» ASSIGNED TASK: The answer must consist of every line from the data that holds "module".

» INFORMATION SHOWN:

PR #564, opened 2019-07-01
[1657] mcb courses edit subjects

benilovj:
### Context

New course creation is currently being done through user support using `mcb` dev tooling. The tooling itself is sitting on a code branch that isn't the `master` branch and needs constant updating/rebasing.

The code is also missing automated tests, meaning it needs to be manually tested after every change.

Introduce editing subjects to `mcb courses edit` which is both useful for editing courses, as well as being a stepping stone towards the new course creation.

## Comments for reviewers

This PR is best reviewed commit by commit.

### Checklist

- [ ] Attach to Trello card
- [x] Rebased master
- [x] Cleaned commit history

### DIFF
--- a/lib/mcb/courses_editor.rb
+++ b/lib/mcb/courses_editor.rb
@@ -24,20 +24,39 @@ module MCB
       puts "Editing #{course_codes.join(', ')}"
       print_at_most_two_courses
       until finished
-        choice = @cli.main_loop
+        choice = main_loop
 
-        if choice.start_with?("edit")
+        if choice.nil?
+          finished = true
+        elsif choice.start_with?("edit")
           attribute = choice.gsub("edit ", "").gsub(" ", "_").to_sym
           edit(attribute)
         elsif choice =~ /sync .* to Find/
           sync_courses_to_find
-        elsif choice == "exit"
-          finished = true
         end
       end
     end
 
   private
+
+    def main_loop
+      choices = [
+        "edit title",
+        "edit course code",
+        "edit maths",
+        "edit english",
+        "edit science",
+        "edit route",
+        "edit qualifications",
+        "edit study mode",
+        "edit accredited body",
+        "edit start date",
+        "edit application opening date",
+        "edit age range",
+        "sync course(s) to Find"
+      ]
+      @cli.ask_multiple_choice(prompt: "What would you like to edit?", choices: choices)
+    end
 
     def edit(logical_attribute)
       database_attribute = LOGICAL_NAME_TO_DATABASE_NAME_MAPPING[logical_attribute] || logical_attribute
--- a/lib/mcb/courses_editor.rb
+++ b/lib/mcb/courses_editor.rb
@@ -21,9 +21,9 @@ module MCB
 
     def run
       finished = false
-      puts "Editing #{course_codes.join(', ')}"
-      print_at_most_two_courses
       until finished
+        puts "Editing #{course_codes.join(', ')}"
+        print_at_most_two_courses
         choice = main_loop
 
         if choice.nil?
--- a/lib/mcb/courses_editor.rb
+++ b/lib/mcb/courses_editor.rb
@@ -28,6 +28,8 @@ module MCB
 
         if choice.nil?
           finished = true
+        elsif choice == 'edit subjects'
+          edit_subjects
         elsif choice.start_with?("edit")
           attribute = choice.gsub("edit ", "").gsub(" ", "_").to_sym
           edit(attribute)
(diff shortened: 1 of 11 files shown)


benilovj:
CodeClimate doesn't like my code ¯\_(ツ)_/¯
Seems reasonably understandable to me but If others feel passionately about it, I can change it.

lib/mcb/courses_editor.rb
```diff
@@ -21,24 +21,46 @@ def initialize(provider:, requester:, course_codes: [])
...
+        "edit route",
+        "edit qualifications",
+        "edit study mode",
+        "edit accredited body",
+        "edit start date",
+        "edit application opening date",
+        "edit age range",
+        "edit subjects",
+        "sync course(s) to Find"
+      ].grep_v(->(c) { c.in?(["edit subjects"]) && @courses.count != 1 })
```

» YOUR SOLUTION:
@@ -24,20 +24,39 @@ module MCB
@@ -21,9 +21,9 @@ module MCB
@@ -28,6 +28,8 @@ module MCB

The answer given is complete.